MATERIALS PROVIDED ::
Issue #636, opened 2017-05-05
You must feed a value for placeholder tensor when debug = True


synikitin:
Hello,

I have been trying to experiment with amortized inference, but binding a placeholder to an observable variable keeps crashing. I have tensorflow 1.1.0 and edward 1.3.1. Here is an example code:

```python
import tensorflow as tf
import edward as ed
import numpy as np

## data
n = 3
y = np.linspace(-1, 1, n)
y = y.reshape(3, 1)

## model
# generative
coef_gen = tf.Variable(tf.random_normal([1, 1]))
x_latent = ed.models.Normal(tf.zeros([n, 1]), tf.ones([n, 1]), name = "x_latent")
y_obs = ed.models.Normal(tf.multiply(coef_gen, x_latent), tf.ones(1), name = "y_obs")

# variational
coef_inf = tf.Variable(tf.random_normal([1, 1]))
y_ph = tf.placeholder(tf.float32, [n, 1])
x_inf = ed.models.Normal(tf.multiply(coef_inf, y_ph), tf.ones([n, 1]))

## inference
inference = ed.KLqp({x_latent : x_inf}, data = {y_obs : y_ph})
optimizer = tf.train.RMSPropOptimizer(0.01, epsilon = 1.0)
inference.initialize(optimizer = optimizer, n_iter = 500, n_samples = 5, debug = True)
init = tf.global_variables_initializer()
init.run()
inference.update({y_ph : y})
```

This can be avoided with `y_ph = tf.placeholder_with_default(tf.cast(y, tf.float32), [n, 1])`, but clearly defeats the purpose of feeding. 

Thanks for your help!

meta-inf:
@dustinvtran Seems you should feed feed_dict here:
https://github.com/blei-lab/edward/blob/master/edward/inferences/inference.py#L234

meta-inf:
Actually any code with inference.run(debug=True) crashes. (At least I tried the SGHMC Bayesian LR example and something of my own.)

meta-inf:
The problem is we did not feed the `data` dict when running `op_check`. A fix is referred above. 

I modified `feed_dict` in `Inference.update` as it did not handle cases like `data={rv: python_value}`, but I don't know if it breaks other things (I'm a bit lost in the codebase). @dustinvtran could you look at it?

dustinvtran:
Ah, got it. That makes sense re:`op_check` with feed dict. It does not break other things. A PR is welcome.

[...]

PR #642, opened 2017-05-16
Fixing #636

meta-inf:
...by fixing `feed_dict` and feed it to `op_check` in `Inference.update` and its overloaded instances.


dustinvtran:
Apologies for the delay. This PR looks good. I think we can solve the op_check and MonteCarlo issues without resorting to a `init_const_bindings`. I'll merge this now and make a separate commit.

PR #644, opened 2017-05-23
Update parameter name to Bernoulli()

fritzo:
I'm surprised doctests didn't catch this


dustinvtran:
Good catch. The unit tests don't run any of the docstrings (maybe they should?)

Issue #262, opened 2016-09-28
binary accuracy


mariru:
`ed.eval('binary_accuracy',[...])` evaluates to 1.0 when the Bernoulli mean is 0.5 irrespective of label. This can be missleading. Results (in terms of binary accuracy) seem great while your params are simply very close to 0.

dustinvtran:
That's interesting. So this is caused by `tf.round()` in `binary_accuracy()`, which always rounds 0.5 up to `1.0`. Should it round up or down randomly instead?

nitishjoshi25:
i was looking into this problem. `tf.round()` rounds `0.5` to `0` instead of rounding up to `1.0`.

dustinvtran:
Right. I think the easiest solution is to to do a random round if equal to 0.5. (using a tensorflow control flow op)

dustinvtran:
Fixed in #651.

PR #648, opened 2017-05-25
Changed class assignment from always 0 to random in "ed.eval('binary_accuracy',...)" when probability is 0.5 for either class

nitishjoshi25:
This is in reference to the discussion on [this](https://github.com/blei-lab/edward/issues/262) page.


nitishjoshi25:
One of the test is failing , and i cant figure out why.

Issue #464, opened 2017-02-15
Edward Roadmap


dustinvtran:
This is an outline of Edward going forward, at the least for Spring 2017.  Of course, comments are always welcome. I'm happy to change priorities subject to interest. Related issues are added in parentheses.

---

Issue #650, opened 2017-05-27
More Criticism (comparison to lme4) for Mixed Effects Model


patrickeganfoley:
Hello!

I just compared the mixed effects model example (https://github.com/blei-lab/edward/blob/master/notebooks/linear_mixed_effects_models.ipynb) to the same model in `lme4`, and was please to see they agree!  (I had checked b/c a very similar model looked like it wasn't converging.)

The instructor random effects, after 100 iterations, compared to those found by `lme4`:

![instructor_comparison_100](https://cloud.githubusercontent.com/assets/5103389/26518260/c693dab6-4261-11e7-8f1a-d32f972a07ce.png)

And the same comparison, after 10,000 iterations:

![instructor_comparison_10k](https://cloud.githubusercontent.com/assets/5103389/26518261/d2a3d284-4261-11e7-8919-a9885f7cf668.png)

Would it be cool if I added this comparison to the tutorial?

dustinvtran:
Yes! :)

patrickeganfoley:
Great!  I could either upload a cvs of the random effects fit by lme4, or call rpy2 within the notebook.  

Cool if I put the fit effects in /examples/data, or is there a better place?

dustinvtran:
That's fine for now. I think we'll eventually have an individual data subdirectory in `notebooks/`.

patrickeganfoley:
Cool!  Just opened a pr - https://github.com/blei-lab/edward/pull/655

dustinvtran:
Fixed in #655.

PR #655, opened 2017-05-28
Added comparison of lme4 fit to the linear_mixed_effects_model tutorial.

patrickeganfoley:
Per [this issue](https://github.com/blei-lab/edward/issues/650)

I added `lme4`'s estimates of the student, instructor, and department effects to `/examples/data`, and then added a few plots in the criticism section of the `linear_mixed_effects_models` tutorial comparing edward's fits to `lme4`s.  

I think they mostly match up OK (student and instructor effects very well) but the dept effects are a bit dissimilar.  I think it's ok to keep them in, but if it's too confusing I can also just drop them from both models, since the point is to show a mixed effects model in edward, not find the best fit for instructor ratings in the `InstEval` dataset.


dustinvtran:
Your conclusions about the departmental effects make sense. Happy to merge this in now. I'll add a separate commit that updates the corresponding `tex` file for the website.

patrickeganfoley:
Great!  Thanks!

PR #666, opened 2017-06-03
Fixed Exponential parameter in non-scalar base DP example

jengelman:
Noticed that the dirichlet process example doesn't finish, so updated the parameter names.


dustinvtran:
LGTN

EXERCISE BRIEF ::
From the material above, copy exactly the lines between the line holding "Issue #650, opened 2017-05-27" and the line holding "I just compared", inclusive, and only those.

TASK RESULT ::
Issue #650, opened 2017-05-27
More Criticism (comparison to lme4) for Mixed Effects Model


patrickeganfoley:
Hello!

I just compared the mixed effects model example (https://github.com/blei-lab/edward/blob/master/notebooks/linear_mixed_effects_models.ipynb) to the same model in `lme4`, and was please to see they agree!  (I had checked b/c a very similar model looked like it wasn't converging.)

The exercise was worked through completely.